#### [Dataset excerpts]
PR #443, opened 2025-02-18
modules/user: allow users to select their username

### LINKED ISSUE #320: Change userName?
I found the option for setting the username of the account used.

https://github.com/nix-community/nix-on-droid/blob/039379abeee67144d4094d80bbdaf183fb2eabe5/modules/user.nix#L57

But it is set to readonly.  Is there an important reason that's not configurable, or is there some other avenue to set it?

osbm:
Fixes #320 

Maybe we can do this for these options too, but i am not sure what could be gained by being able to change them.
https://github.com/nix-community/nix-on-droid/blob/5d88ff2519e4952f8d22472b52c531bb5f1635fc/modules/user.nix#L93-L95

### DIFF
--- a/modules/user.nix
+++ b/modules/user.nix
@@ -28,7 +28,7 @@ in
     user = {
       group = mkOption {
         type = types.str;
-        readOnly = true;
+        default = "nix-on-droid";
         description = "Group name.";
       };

* * *

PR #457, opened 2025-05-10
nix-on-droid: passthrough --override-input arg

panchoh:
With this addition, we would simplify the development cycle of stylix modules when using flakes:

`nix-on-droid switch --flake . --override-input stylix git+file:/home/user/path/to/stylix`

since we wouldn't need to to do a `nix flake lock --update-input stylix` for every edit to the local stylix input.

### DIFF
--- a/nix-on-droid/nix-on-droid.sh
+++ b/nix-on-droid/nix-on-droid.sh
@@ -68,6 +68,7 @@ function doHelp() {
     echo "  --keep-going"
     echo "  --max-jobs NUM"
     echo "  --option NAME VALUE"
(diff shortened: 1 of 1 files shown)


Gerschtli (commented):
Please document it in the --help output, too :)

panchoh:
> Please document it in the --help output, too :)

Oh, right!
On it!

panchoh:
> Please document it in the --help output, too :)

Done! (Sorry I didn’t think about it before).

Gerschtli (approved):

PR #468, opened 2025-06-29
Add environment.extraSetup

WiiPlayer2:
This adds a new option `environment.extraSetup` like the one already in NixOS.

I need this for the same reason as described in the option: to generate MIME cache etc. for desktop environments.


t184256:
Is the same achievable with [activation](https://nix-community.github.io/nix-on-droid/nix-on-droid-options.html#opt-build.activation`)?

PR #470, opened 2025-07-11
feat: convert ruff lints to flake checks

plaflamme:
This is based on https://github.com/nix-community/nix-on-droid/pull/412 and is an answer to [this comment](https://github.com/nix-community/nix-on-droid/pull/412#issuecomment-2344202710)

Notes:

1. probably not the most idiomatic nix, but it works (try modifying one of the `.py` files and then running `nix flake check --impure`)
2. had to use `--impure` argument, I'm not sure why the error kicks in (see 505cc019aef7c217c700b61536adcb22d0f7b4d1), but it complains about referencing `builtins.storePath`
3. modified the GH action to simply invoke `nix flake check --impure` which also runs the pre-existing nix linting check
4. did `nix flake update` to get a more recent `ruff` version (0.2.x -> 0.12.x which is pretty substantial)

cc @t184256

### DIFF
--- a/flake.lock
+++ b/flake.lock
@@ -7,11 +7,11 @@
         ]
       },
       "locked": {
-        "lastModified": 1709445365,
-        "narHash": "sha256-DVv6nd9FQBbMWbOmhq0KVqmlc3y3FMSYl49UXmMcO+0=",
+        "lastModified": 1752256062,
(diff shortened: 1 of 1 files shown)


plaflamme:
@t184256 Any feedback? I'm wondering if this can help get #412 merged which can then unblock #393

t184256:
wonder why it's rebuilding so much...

#### [TASK BRIEF]
Return the count of lines in the entries above that include the word "echo", without any added text.

#### [TASK RESPONSE]
3